Projection theorems with countably many exceptions and applications to the exact overlaps conjecture
Meng Wu
TL;DR
The paper advances projection theory for fractal measures by establishing that, under a $\beta$-transversality regime, the set of parameters or directions yielding a dimension drop is at most countable. It leverages CP-distributions, Hochman’s entropy inverse theorem, and additive combinatorics to prove dimension stability for projections of self-similar measures and for CP-distributions, with broad applications to packing and Assouad dimensions. Key contributions include a precise countability result for exceptional projections, a sharp projection theorem for measures with uniform entropy dimension, and a corresponding sharp result for Assouad-dimension projections, along with a detailed organizational framework and proofs. The results have implications for the exact overlaps conjecture and provide robust tools for analyzing projections in fractal geometry and dynamical systems, with potential reach to a wide class of self-similar and regular measures.
Abstract
We establish several optimal estimates for exceptional parameters in the projection of fractal measures: (1) For a parametric family of self-similar measures satisfying a transversality condition, the set of parameters leading to a dimension drop is at most countable. (2) For any ergodic CP-distribution $Q$ on $\mathbb{R}^2$, the Hausdorff dimension of its orthogonal projection is $\min\{1, \dim Q\}$ in all but at most countably many directions.
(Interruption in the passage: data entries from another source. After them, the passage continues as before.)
Issue #289, opened 2023-12-30
Can't enter tb_menu over serial console by pressing ESCAPE or CTRL-C  on OG PP


AndreySV:
It's regression, it worked on previous Tow-Boot release. 
Hardware OG PP, Software Tow-Boot 2023.07 007-rc3-pre [variant: mmcboot]

Serial output hangs for couple seconds before 
```
Core:  75 devices, 21 uclasses, devicetree: separate
WDT:   Not starting watchdog@1c20ca0
MMC:   mmc@1c0f000: 0, mmc@1c10000: 2, mmc@1c11000: 1
Loading Environment from nowhere... OK
In:    serial
Out:   serial
Err:   serial
Net:   No ethernet found.
Please press [ESCAPE] or [CTRL+C] to enter the boot menu.

```
and then jumps to U-Boot menu.

AndreySV:
According to the code, it looks like expected behavior for phones.
https://github.com/Tow-Boot/Tow-Boot/blob/development/modules/tow-boot/phone-ux.nix#L198
If someone needs access to u-boot cmdline for development, has to built custom Tow-Boot with non-zero BOOTDELAY.

PR #290, opened 2023-12-30
modules/tow-boot: Fix missing bootdelay argument in AUTOBOOT_PROMPT

AndreySV:
printf(CONFIG_AUTOBOOT_PROMPT, bootdelay) takes bootdelay argument to print the value upon bootup. CONFIG_AUTOBOOT_PROMPT includes the %d for all boards. Add %d to Tow-Boot AUTOBOOT_PROMPT.

Additionally that would help to understand, why it's not possible to enter tb_menu using keys on a phone variant over UART. [1]

1. https://github.com/Tow-Boot/Tow-Boot/issues/289

### DIFF
--- a/modules/tow-boot/config.nix
+++ b/modules/tow-boot/config.nix
@@ -60,7 +60,7 @@ in
           bright = "\\e[1m";
         in
         lib.mkIf (!config.Tow-Boot.buildUBoot) (
-          freeform ''"${reset}Please press [${bright}ESCAPE${reset}] or [${bright}CTRL+C${reset}] to enter the boot menu."''
+          freeform ''"${reset}Please press [${bright}ESCAPE${reset}] or [${bright}CTRL+C${reset}] to enter the boot menu in %ds."''
         )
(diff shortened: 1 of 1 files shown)


samueldr:
Hi, again sorry it took some time to get to this.

I'll have to test, maybe 2023.07-007 broke that in some way, but with serial I was able to just mash escape before the timeout was shown, and it would get picked up.

In other words, in `-006` at the very least, IIRC, the input buffer wasn't used-up before the check, and 0 would still end-up running the check once.

Though, do I understand correctly that this change **does not** fix the issue with the phone UX?

AndreySV:
Thanks, for merging the change.

yes, it doesn't fix the issue with Phone UX. I was thinking, that no-way to enter tb_menu over serial console is expected behavior for phones.

This MR fixes only CONFIG_AUTOBOOT_PROMPT usage with printf. See. https://github.com/lentinj/u-boot/blob/master/doc/README.autoboot

PR #291, opened 2023-12-30
arm-trusted-firmware: 2.9 -> 2.10

AndreySV:
That will bring-in warm reset feature on Sunxi A64 platform (including PinePhone). It's needed to enable persistent storage support (pstore) in Linux kernel to get crash logs after reset.


samueldr:
Sorry it took a while to get to this, I verified it all still builds. Not verified the results, but given the project and how it operates, there is no reason to think there will be an issue. If there is, it will be picked-up when testing later on.

Thank you!

PR #294, opened 2024-01-05
crust-firmware: untagged-2023-02-28 -> 0.6

AndreySV:
It would be nice to include in a release tagged (released) version of the program.


samueldr:
Sorry it took a while to get to this, I verified it all still builds. Not verified the results, but given the project and how it operates, there is no reason to think there will be an issue. If there is, it will be picked-up when testing later on.

Thank you!

PR #296, opened 2024-01-19
Add support for FriendlyElec NanoPi R4S

arnarg:
FriendlyElec NanoPi R4S is an SBC based on RK3399.

The standard model has no eMMC (there's an "enterprise" edition with this, which I do not have) nor SPI flash (although SPI1 is available on a small GPIO header, so it can be added).

What's tested:

- Tow-Boot is flashed to shared storage on SD card.
- Console is available on serial header.
- UEFI boot with NixOS 23.11 USB ISO.

### DIFF
--- a/boards/friendlyElec-nanoPiR4S/default.nix
+++ b/boards/friendlyElec-nanoPiR4S/default.nix
@@ -1,0 +1,17 @@
+{
+  device = {
+    manufacturer = "FriendlyELEC";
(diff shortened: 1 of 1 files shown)


samueldr:
Hi!

Sorry it took a while to get back to this. At a glance this builds, no SPI Flash listed on the product page, and given your previous testing and general RK3399 support in U-Boot, should be good.

Thanks!

PR #297, opened 2024-01-22
rk3399: move ramdisk_addr_r for larger kernels

artemist:
The NixOS Linux 6.7 kernel is too big to fit in the 63.5MiB of space allocated in the U-Boot config. This temporary fix adds an additional 32MiB of space for the kernel.

I tested this on a PineBook Pro but do not have any other RK3399 devices to test. It would be useful of U-Boot didn't hardcode initrd position but that would be a much more invasive change than this.


samueldr (changes requested):
(Note to self to not merge this)

Replaced by merging this in the rk3399 branch:

 - https://github.com/Tow-Boot/U-Boot/pull/3

This is technically approved, and known to be needed.

PR #340, opened 2024-11-03
docker/build: Fix `Permission denied` error when building with Docker shim on MacOS

### LINKED ISSUE #339: `Permission denied` error when building with Docker shim on MacOS
On MacOS if you try to build with Docker shim the `release-2023.07-007` tag, you get the following error:
```
> ./support/docker/build.sh -A uBoot-sandbox
<unimportant output>

(Unwrapping store paths...)
result -> /nix/store/h0pa6p29lnnvfx4m4v0713syzfg1jfyy-Tow-Boot-sandbox_defconfig-noenv-2023.07-007
cp: setting permissions for '/Tow-Boot/result': Permission denied
```

After that I have the `./result` directory created with the `dr-xr-xr-x` permissions, but it has nothing inside.

I guess, the issue is somewhere in between MacOS FS permissions, and the intermediary Linux VM, that `Docker Desktop` for Mac has to use, to run actual containers inside. And `cp` reporting error, because it can't copy files into `result` directory it just created, because it has no Write permissions.

glukki:
With Docker on Mac `cp -R` fails to copy anything into `result` directory after creating it without write permissions.
This change makes a build result copy within container and adds write permissions to the files inside, before writing them into the `/Tow-Boot/` directory.

Please try building with shim on Linux/Windows

Fixes #339

### DIFF
--- a/support/docker/build.sh
+++ b/support/docker/build.sh
@@ -74,7 +74,7 @@ if [ -e /Tow-Boot ]; then
 		cp -r "$target" "$proxy_dir/$f"
 		chmod -R u+w "$proxy_dir/$f"
 
-		cp -r "$proxy_dir/$f" "$current_dir/$f"
+		mv "$proxy_dir/$f" "$current_dir/$f"
 		chown -R "$REAL_UID:$REAL_GID" "$current_dir/$f"
 	done
 else
--- a/support/docker/build.sh
+++ b/support/docker/build.sh
@@ -61,11 +61,20 @@ if [ -e /Tow-Boot ]; then
 
 	stderr.printf "\n(Unwrapping store paths...)\n"
 
+	proxy_dir="/tmp-proxy-dir"
+	mkdir -p "$proxy_dir"
+
 	for f in *; do
 		target="$(readlink -f "$f")"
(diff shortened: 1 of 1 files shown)


support/docker/build.sh
```diff
@@ -61,11 +61,20 @@ if [ -e /Tow-Boot ]; then
...
+
 	for f in *; do
 		target="$(readlink -f "$f")"
 		rm -rf "$current_dir/$f"
 		stderr.printf "%s -> %s\n" "$f" "$target"
-		cp -r "$target" "$current_dir/$f"
+
+		# Docker on Mac fails to copy into read-only `result` directory
+		# So we copy into proxy directory within container and add write permissions first
+		cp -r "$target" "$proxy_dir/$f"
```
glukki, line 74: Is it worth running `rm -r "$proxy_dir"` in the end, to reduce the new container layer size?

samueldr: Or instead of (later) `cp`'ing the files, would `mv`'ing the files from it handle that gracefully?

glukki: updated

PR #275, opened 2018-08-18
Added M4 docs to repo

srrollo:
Adds he M4 docs to the repo


srrollo:
Thanks @afig, I just added that change to the PR

PR #281, opened 2019-08-12
Clarify comment on granting login privilege

### LINKED ISSUE #280: Roles with login are not granted login privilege
If function `createRole` is called for a role that already exists, the logic to grant login privilege to the role incorrectly skips granting that privilege.

The issue is due to an [incorrect logical expression](https://github.com/DASSL/ClassDB/blob/e0db7e0e9519673d5f4320f59fa7d5d60bec5e73/src/db/core/addRoleBaseMgmtCore.sql#L315-L317) which reads as follows:

```sql
   IF NOT($3 OR ClassDB.canLogin($1)) THEN
      EXECUTE FORMAT('ALTER ROLE %s LOGIN', $1);
   END IF;
```
The code should be as follows:

```sql
   IF NOT $3 OR ClassDB.canLogin($1) THEN
      EXECUTE FORMAT('ALTER ROLE %s LOGIN', $1);
   END IF;
```

smurthys:
This commit revises the comment associated with the code to grant login privilege when a role is created. Fixes #280

Only comment change; **no code change**.

### DIFF
--- a/src/db/core/addRoleBaseMgmtCore.sql
+++ b/src/db/core/addRoleBaseMgmtCore.sql
@@ -311,7 +311,7 @@ BEGIN
 
    --in case a pre-existing server role is now registered, give that role LOGIN
    -- capability if it is a user (in case that privilege was somehow removed);
-   -- but don'o't remove LOGIN from a team: instr. may have reason to let a team login
+   -- but don't remove LOGIN from a team: instr. may have reason to let a team login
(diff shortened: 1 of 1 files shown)


smurthys:
I just pushed a change that fixes a spelling error in the comment explaining the logic. I also opportunistically changed a phrase in another comment. Please review

KevinKelly25 (approved):
Thank you for updating the comments to make them more understandable. I don't see any errors

Issue #277, opened 2018-09-02
Dropping a user as student from a DB removes the user from student role in all DBs on the server


KevinKelly25:
If you drop a student from one ClassDB database it drops that student from all ClassDB databases. It makes sense why it does that looking at `dropStudent` function but it seems inconsistent with `createStudent`. For example:
 
If I have two databases cs305 and cs205. If I add a student to cs205 that student will not show up in cs305. However, if I add a student to both cs205 and cs305 then drop the student from either of the classes it will remove the student from both classes. At the very least not letting them connect to either and also removing them from student activity table of both.

afig:
If I understand the situation correctly, in the example/scenario provided, the student should still be in the `ClassDB.RoleBase` table of the other class (but will not show up in the `ClassDB.Student` view, since that view checks for the `ClassDB_Student` group role, which the student no longer has).

The main issue is that the `ClassDB_Student` group role is revoked even if that user is still a student in another database within the same Postgres server cluster.

I believe related behavior has been informally discussed in-person before, but not in the context of being an issue.

KevinKelly25:
I believe you are right about what is happening, especially after doing a lot of tests surrounding the issue.
 
Maybe we could add a function to remove a student from just a single database? I think it would be relatively simple, the only problem I see with that is testing that functionality in the test scripts, since you would have to be testing in multiple databases.

smurthys:
Ideally function `dropXYZ` we should revoke a dropped user's membership from a ClassDB role only if no the user does not have that role in any other DB. However, that is not (easily) possible in Postgres due to limitations on cross-DB queries.

An easy solution is to add an optional parameter such as `dropServerRole` to `dropXYZ` functions which defaults to `FALSE`. We can drop the server role only if the new parameter is `TRUE`. This approach has the disadvantage of leaving zombie server roles, but I don't see that being too much of an issue. It is possible a future `createXYZ` fails due the role remaining, but that too does not seem much of an issue. I can expand on these concerns later as we develop the solution.

Testing with multiple DBs should not be an issue because a psql script can change connection using the `\connect` meta-command.

EDIT: Finishing the apparently unfinished sentence from many moon ago. Apologies for the delay in noticing it.

[...]

PR #282, opened 2019-08-12
Limit database connection only to users known to that database

### LINKED ISSUE #278: Users known in one ClassDB database are able to log in to all ClassDB databases on the same server (W)
With two ClassDB databases on the same server, and `user1` is added as a ClassDB role (say as a student) to one database, but the same user is not added as a ClassDB role to the other database, `user1` is still able to login to the second database. 

In this scenario, a student user does not have unauthorized access to any object in the second database, but instructors and DB managers could.

I will add another comment soon with an analysis of the problem and potential solutions.

This issue is related to Issue #277.

smurthys:
The commits in this PR remove automatic DB connection to ClassDB group roles (at DB initialization) and instead manage that permission separately for each login role: grants permission in function `createRole`; revokes permission in function `revokeClassDBRole` if the role has no more ClassDB roles.

These commits fix #278.

This fix can be removed when Issue #277 is fixed, assuming that issue is addressed by creating database-specific names for ClassDB group roles as [proposed in a comment](https://github.com/DASSL/ClassDB/issues/277#issuecomment-417973035) at that issue.

The changes are tested manually. Privilege tests need to be updated.

### DIFF
--- a/src/db/core/addRoleBaseMgmtCore.sql
+++ b/src/db/core/addRoleBaseMgmtCore.sql
@@ -316,6 +316,16 @@ BEGIN
       EXECUTE FORMAT('ALTER ROLE %s LOGIN', $1);
    END IF;
 
+   --permit the role to connect to this database
+   -- can remove this code segment if db-specific group roles are used (when
+   -- initializing the database) to address Issue #277
+   --this code segment is intentionally not merge/optimize with the preceding
+   -- segment (which grants LOGIN to a user role) for clarity, and to make it
+   -- easier to remove/modify this code when Issue #277 is addressed
+   IF ClassDB.canLogin($1) THEN
+      EXECUTE FORMAT('GRANT CONNECT ON DATABASE %I TO %s', current_database(), $1);
+   END IF;
+
 
    -------- schema management --------------------------------------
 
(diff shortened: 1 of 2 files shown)


KevinKelly25:
All unit and privilege tests pass for me. I also tested this change with role in multiple ClassDB instances and each role was only able to connect to the databases it was added to (as expected). The only small issue which we already discussed in our meeting is that there is a misspelling in a comment on line 314 of `addRoleBaseMgmtCore.sql`. 

Thank you for implementing this temporary solution @smurthys

smurthys:
Thanks for the review and for testing @KevinKelly25.

I see one issue in `initializeDBCore.sql`: In addition to [**not** granting database connection](https://github.com/DASSL/ClassDB/pull/282/files#diff-f03b0a5cd148bcf00738fd90129bea9bR91-R93) to ClassDB group roles, it is also necessary to revoke database connection from those roles. The revocation is necessary if an existing ClassDB installation is updated with this revision. The downside to the revocation is that existing users immediately lose the ability to connect, but that can be addressed by explicitly granting db connection to existing users. I am thinking about a simple way to do that, and I welcome suggestions.

KevinKelly25:
One possible approach is that we can run the following if the `RoleBase` table exists already: 
```sql    
    FOR User IN
      SELECT RoleName FROM ClassDB.RoleBase
    LOOP
       EXECUTE FORMAT('GRANT CONNECT ON DATABASE %I TO %s', current_database(), User);
    END LOOP;
```
The problem with this approach is that this will also be run if user already can connect to the database. I do not believe this causes an error (worth checking though) so it is more of an efficiency problem.

smurthys:
Thanks for the tip @KevinKelly25. I played around with a similar solution. The query needs to be over pg_roles table if executed in `initializeDBCore.sql`. which is where I think the solution should be. I will think more about over the next couple of days.

KevinKelly25:
I agree it logically should be in `initializeDBCore.sql`. However, I do not believe it is possible to use `pg_roles` for this operation as it shows roles for the whole server, not just the database it is currently in. Since role information is stored at the server level rather then the database you would have to relate the role to a specific database. I am not sure that is possible with the system tables since they don't have database specific roles in the current setup.

smurthys:
Indeed. `RoleBase` and `pg_roles` would need to be joined.

PR #175, opened 2016-08-02
Test anagram for same bytes but different chars

quartsize:
One can currently pass the tests by comparing a sorted `into_bytes()`, but the same bytes may represent different `char`s.

### DIFF
--- a/exercises/anagram/tests/anagram.rs
+++ b/exercises/anagram/tests/anagram.rs
@@ -100,3 +100,13 @@ fn test_does_not_detect_a_differently_cased_unicode_word_as_its_own_anagram() {
     let outputs: Vec<&str> = vec![];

Applications of our projection results include: (i) For any planar Borel probability measure with uniform entropy dimension $α$, the packing dimension of its orthogonal projection is at least $\min\{1, α\}$ in all but at most countably many directions. (ii) For any planar set $F$, the Assouad dimension of its orthogonal projection is at least $ \min\{1, \dim_{\rm A} F\} $ in all but at most countably many directions.